I have a record in this format:

{(Larry Page),23,M}
{(Suman Dey),22,M}
{(Palani Pratap),25,M}

I am trying to LOAD the record using this:

records = LOAD '~/Documents/PigBag.txt' AS (details:BAG{name:tuple(fullname:chararray),age:int,gender:chararray});

But I am getting this error:

2015-02-04 20:09:41,556 [main] ERROR org.apache.pig.tools.grunt.Grunt - ERROR 1200: <line 7, column 101>  mismatched input ',' expecting RIGHT_CURLY

Please advice.

2

2 Answers

1
votes

It's not a bag since it's not made up of tuples. Try

load ... as (name:tuple(fullname:chararray), age:int, gender:chararray)

For some reason Pig wraps the output of a line in curly braces which make it look like a bag but it's not. If you have saved this data using PigStorage you can save it using a parameter ('-schema') which tells PigStorage to create a schema file .pigschema (or something similar) which you can look at to see what the saved schema is. It can also be used when loading with PigStorage to save you the AS clause.

1
votes

Yes LiMuBei point is absolutely right. Your input is not in the right format. Pig will always expect the bag should hold collection of tuples but in your case its a collection of (tuple and fields). In this case pig will retain the tuple and reject the fields(age and gender) during load.

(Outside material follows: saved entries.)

PR #420, opened 2025-10-28
Forgot Password Back-End TLC

AdamFipke:
# Description

Instigated by one of our users having a "User Not Found" error when they probably shouldn't've.

This PR:
- adds more detailed error messages to forgot password endpoint
- improved its robustness a little
- added several new tests
- Now made emails case-insensitive for it (@bhunt02 you might want to review this part in particular). Reason being is I could very well see someone try to reset their password but the case is wrong. I used typeorm's `ILike()` for this

**NEW**: No longer prevent unverified emails from receiving a password reset email. This fixes a scenario where someone malicious could create an account with someone else's email. If the real user then tries to login, they would just get "wrong password" with no option of resetting their password

## Type of change

# How Has This Been Tested?

Didn't manually test it, but I added a bunch of new tests. Local tests decided not to work today weeee

# Checklist:

### DIFF
--- a/packages/server/src/auth/auth.controller.ts
+++ b/packages/server/src/auth/auth.controller.ts
@@ -30,6 +30,7 @@ import * as bcrypt from 'bcrypt';
 import { CourseService } from 'course/course.service';
 import { LoginService } from '../login/login.service';
 import { UserId } from '../decorators/user.decorator';
+import { UserModel } from 'profile/user.entity';
 
 @Controller('auth')
 export class AuthController {
@@ -188,19 +189,19 @@ export class AuthController {
     });
   }
 
-  /* Should probably be renamed to forgotPassword() */
+  /* Could also be named forgotPassword (putting this here to be more ctrl+f-able) */
   @Post('/password/reset')
   async requestPasswordReset(
     @Body() body: PasswordRequestResetBody,
     @Res() res: Response,
   ): Promise<Response<void>> {
-    const { res: newres, user } =
-      await this.authService.validateResetPasswordParams(res, body);
-    if (newres.headersSent) {
+    let user: UserModel = undefined;
+    [res, user] = await this.authService.validateResetPasswordParams(res, body);
+    if (res.headersSent) {
       return;
     }
 
-    return await this.authService.issuePasswordReset(newres, user);
+    return await this.authService.issuePasswordReset(res, user);
   }
 
   @Post('register')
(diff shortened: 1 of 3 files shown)


AdamFipke:
@bhunt02 and I guess speaking of, other parts of the system (especially login and register) should probably have case-insensitive email query as well (if it doesn't already i sorta forgor) but I guess that's probably literally what you did with that one PR that we never merged

bhunt02:
we didn't merge it for other issues. should probably scrap it and just re-implement the same idea. we might have to delete some user accounts though - but to be fair most of the issue was google sending us weird emails and people with google accounts can't password reset anyway. the one problem would be is if it matched based on priority (they're probably stored internally ordered by ID in whatever file they're in, i assume) and the first match would be the relevant one. 

easy way around this: `accountType: AccountType.Legacy` or whatever

AdamFipke:
> we didn't merge it for other issues. should probably scrap it and just re-implement the same idea. we might have to delete some user accounts though 

Right okay yeah, could be saved for another PR, perhaps after the LTI stuff gets merged since that'll probably be a bunch of merge conflicts

> but to be fair most of the issue was google sending us weird emails and people with google accounts can't password reset anyway. the one problem would be is if it matched based on priority (they're probably stored internally ordered by ID in whatever file they're in, i assume) and the first match would be the relevant one.
> 
> easy way around this: `accountType: AccountType.Legacy` or whatever

Yeah, I guess that's sorta what I did with this PR. In writing this though I did realise I had a pretty big logic error in my code but I fixed that now (issue was that if there's multiple accounts with the same email, it could either be that the accounts have different account type OR be a case-sensitivity issue, neither of which *should* be possible)

packages/server/src/auth/auth.controller.ts
```diff
@@ -188,22 +188,19 @@ export class AuthController {
     });
   }
 
+  /* Should probably be renamed to forgotPassword() */
```
bhunt02: then do it 😭

packages/server/src/auth/auth.service.ts
```diff
@@ -465,47 +454,112 @@ export class AuthService {
       recaptchaToken,
       organizationId,
     }: { email: string; recaptchaToken: string; organizationId: number },
-  ): Promise<Response> {
+  ): Promise<{ res: Response; user?: UserModel }> {
```
bhunt02: if the array destructuring works and i've not lost my mind
```suggestion
  ): Promise<[Response,UserModel | undefined]> {
```

bhunt02 (commented):
looks good, i have slight comments but i'll approve after we discuss?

But this problem can be easily solvable in different approach(kind of hacky solution).
1. Load each input line as chararray.
2. Remove the curly brackets and function brackets from the input.
3. Using strsplit function segregate the input as (name,age,sex) fields.

PigScript:

A = LOAD 'input' USING PigStorage AS (line:chararray);
B = FOREACH A GENERATE FLATTEN(REPLACE(line,'[}{)(]+','')) AS (newline:chararray);
C = FOREACH B GENERATE FLATTEN(STRSPLIT(newline,',',3)) AS (fullname:chararray,age:int,sex:chararray);
DUMP C;

Output:

(Larry Page,23,M)
(Suman Dey,22,M)
(Palani Pratap,25,M)

Now you can access all the fields using fullname,age,sex.